Thursday, January 18, 2007

Created Unequal

[posted by Callimachus]

How do you feel when you read this?

Our ability to improve the academic accomplishment of students in the lower half of the distribution of intelligence is severely limited. It is a matter of ceilings. Suppose a girl in the 99th percentile of intelligence, corresponding to an IQ of 135, is getting a C in English. She is underachieving, and someone who sets out to raise her performance might be able to get a spectacular result. Now suppose the boy sitting behind her is getting a D, but his IQ is a bit below 100, at the 49th percentile.

We can hope to raise his grade. But teaching him more vocabulary words or drilling him on the parts of speech will not open up new vistas for him.
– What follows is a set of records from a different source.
PR #564, opened 2023-11-08
refactor: migrate axios to fetch

### LINKED ISSUE #487: Use one HTTP client instead of mixed use of multiple clients
The `@ckb-lumos/ckb-indexer`, `@ckb-lumos/light-client` using the `cross-fetch` as an HTTP client, but the `@ckb-lumos/rpc` is using Axios since it is migrated from `ckb-sdk-js`.

We need to refactor `@ckb-lumos/rpc` from the axios to the fetch

## Why

We found that Lumos does not run very well in the Service Worker because the default adapter of Axios uses `XMLHttpRequest`, but Service Worker only supports fetch API as an HTTP client.

Lumos currently uses fetch by `import fetch from 'cross-fetch'` instead of `import 'cross-fetch'` to avoid mount `fetch` to `global`. But event if Lumos is refactored to `fetch`, it stil can't be made to run directly in the Service Worker, because of it still using fetch like `import {default as fetch} from 'cross-fetch'`, and the `cross-fetch` is based on the `XMLHttpReqeust`. However, most projects today are bundled via webpack, so we can add a plugin to make the Lumos run in the Service Worker

```ts
plugins: [
    new webpack.NormalModuleReplacementPlugin(
        /cross-fetch/, 
        require.resolve('./my-cross-fetch.js'),
    ),
]
```

```ts
// my-cross-fetch.js
module.exports = global.fetch
module.exports.default = global.fetch 
module.exports.fetch = global.fetch
module.exports.Headers = global.Headers
module.exports.Request = global.Request
module.exports.Response = global.Response
```

homura:
## Description

Fixes #487

This pull request updates the `@ckb-lumos/rpc` library to use `fetch` instead of `axios`. This change was made to avoid modifying `axios`'s adapter, which could potentially cause issues. By choosing a dependency without the state, Lumos can function better as a library. The `fetch` is not stateful, and it's widely supported in several runtimes, including the modern browsers, NodeJS, Deno, and Bun

Recently, a project using Axios and Lumos together experienced build failures, resulting in an error message that reads: 

```
ERROR in ./node_modules/@vespaiach/axios-fetch-adapter/index.js 2:0-43
Module not found: Error: Package path ./lib/core/settle is not exported from package 
```

This error was caused by https://github.com/ckb-js/lumos/blob/a243f118a1f5aff91ea282eebd3eff149fa562b1/packages/rpc/src/initAxiosWebworkerAdapter.ts#L15-L16

You may notice the `httpAgent` and `httpsAgent` were removed from the creation of axios in this pull request, but don't worry, they have never been used in Lumos

https://github.com/ckb-js/lumos/blob/a243f118a1f5aff91ea282eebd3eff149fa562b1/packages/rpc/src/index.ts#L23-L25

## Type of change

# How Has This Been Tested?

- [x] unit test


zhangyouxin (approved):
Looks like this PR also resolves axios adapter problem when making some http(s) API calls in chrome extension environment also?

homura:
> Looks like this PR also resolves axios adapter problem when making some http(s) API calls in chrome extension environment also?

you're right, it also works well in ServiceWorker

homura:
> You may notice the `httpAgent` and `httpsAgent` were removed from the creation of axios in this pull request, but don't worry, they have never been used in Lumos
> 
> https://github.com/ckb-js/lumos/blob/a243f118a1f5aff91ea282eebd3eff149fa562b1/packages/rpc/src/index.ts#L23-L25
> 

I suddenly realized it is wrong, the `http(s)Agent` may be passed through `setNode`

https://github.com/ckb-js/lumos/blob/68e4f5bf9e7ed4ba15c1ced0d3054c2a0be777a6/packages/rpc/src/index.ts#L66-L69

so that we still need to support the `http(s)Agent`. To support the agent, Lumos should make the `fetch` customizable, like this

```ts
// example for working with keepalive
const customizedFetch: typeof fetch = (request, init) => {
  return globalThis.fetch(request, {
    ...init,
    keepalive: true,
  });
};


const rpc = new RPC(url, { fetch: customizedFetch })
```


```ts
// or if you are still working with NodeJS
import fetch from 'node-fetch'

new PRC(url, {
  fetch: (request, init) => {
    return fetch(request, { ...init, agent: customAgent })
  }
})

```

PR #599, opened 2024-01-05
refactor: allow Transaction.pack(unpacked)

doitian:
# Description

The function can pack its unpacked result, but the function signature
does not allow it. This is very annoying, for example, I cannot set
version to number 0 to call `pack`.

## Type of change

# How Has This Been Tested?

- [x] added a test case in `packages/base/tests/serialize.test.ts`
- [x] `pnpm --filter base lint && pnpm --filter base test`


homura:
Thanks for your PR. However, I have noticed that the `blockchain.Transaction.unpack` function behaves differently from `api.Transaction`. The `blockchain` module directly uses number codecs, which results in the unpacked output being either a `number` or a `BI`. Ideally, any type of number should be in `string(hex formatted)`. This inconsistency was not caused by your PR, but by your comment "cannot set number 0 to call pack", which drew my attention to it. To address this issue, Lumos may have to modify the `blockchain.*.unpack` function to output a `string(hex format)` instead of a `number`.

homura:
@doitian Hi, I've opened a new PR that should solve this issue at #601, please let me know if you think it helps

doitian:
> @doitian Hi, I've opened a new PR that should solve this issue at #601, please let me know if you think it helps

Not sure whether it worthes a breaking change.

homura:
> Not sure whether it worthes a breaking change.

This breaking change is not just a fix for this PR, it is also a bug since 0.20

It is not within his power to learn to follow an exposition written beyond a limited level of complexity, any more than it is within my power to follow a proof in the American Journal of Mathematics. In both cases, the problem is not that we have not been taught enough, but that we are not smart enough.

In full agreement? Instinctively hackle-raised? If you want him to be wrong, can you prove he is? Don't be lulled by the Mr. Rogers' sweater of his comfortably self-effacing rhetoric. What he's saying is cold. And he's going somewhere with it.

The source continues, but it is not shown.